Each line of the records below that holds "theme" should be returned.

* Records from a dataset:
○ ○ ○ ○ ○ ○ ○

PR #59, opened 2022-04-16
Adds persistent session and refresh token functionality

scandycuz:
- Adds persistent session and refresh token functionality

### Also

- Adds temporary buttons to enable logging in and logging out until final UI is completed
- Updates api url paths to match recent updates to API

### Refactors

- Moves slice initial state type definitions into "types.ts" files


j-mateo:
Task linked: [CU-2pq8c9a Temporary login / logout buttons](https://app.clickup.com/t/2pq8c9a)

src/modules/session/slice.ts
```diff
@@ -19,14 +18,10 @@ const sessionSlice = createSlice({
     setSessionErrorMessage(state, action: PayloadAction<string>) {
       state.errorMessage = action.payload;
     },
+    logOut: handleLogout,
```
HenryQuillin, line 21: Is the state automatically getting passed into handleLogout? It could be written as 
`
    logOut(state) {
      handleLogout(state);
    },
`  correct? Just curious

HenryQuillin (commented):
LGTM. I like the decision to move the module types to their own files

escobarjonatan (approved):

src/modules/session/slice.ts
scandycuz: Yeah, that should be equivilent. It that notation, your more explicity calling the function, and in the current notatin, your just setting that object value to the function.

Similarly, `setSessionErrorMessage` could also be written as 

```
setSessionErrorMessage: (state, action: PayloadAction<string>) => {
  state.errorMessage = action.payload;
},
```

○ ○ ○ ○ ○ ○ ○

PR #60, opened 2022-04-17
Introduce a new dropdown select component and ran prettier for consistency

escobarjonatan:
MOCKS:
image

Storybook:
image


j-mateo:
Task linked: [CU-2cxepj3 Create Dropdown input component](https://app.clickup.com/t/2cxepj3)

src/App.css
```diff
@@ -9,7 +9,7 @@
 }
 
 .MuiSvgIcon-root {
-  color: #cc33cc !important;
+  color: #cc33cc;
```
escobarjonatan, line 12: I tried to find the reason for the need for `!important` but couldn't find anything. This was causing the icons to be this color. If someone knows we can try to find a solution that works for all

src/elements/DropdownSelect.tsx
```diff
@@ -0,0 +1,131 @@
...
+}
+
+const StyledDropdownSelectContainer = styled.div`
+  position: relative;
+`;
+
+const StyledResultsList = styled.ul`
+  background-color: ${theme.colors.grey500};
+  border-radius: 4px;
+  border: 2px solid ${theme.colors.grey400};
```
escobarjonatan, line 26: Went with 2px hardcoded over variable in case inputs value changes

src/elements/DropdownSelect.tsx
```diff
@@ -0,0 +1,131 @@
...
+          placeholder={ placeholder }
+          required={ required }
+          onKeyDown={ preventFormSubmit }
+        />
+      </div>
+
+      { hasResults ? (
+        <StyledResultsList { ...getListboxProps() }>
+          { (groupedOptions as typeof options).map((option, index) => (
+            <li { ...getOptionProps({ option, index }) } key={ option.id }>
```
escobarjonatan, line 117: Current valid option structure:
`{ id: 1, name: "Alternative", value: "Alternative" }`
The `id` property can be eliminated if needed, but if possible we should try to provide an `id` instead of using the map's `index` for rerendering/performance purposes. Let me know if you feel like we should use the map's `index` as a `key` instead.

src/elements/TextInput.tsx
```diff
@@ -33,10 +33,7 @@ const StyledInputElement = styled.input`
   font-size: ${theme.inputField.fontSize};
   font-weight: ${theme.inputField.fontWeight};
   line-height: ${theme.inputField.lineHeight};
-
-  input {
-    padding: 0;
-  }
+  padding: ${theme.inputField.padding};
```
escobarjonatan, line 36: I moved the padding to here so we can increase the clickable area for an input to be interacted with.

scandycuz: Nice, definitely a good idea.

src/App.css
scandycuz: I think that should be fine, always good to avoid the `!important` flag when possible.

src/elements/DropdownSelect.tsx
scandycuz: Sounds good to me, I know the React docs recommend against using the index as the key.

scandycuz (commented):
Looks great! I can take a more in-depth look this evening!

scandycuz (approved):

○ ○ ○ ○ ○ ○ ○

* SOLUTION TO THIS PROBLEM:
+  background-color: ${theme.colors.grey500};
+  border: 2px solid ${theme.colors.grey400};
   font-size: ${theme.inputField.fontSize};
   font-weight: ${theme.inputField.fontWeight};
   line-height: ${theme.inputField.lineHeight};
+  padding: ${theme.inputField.padding};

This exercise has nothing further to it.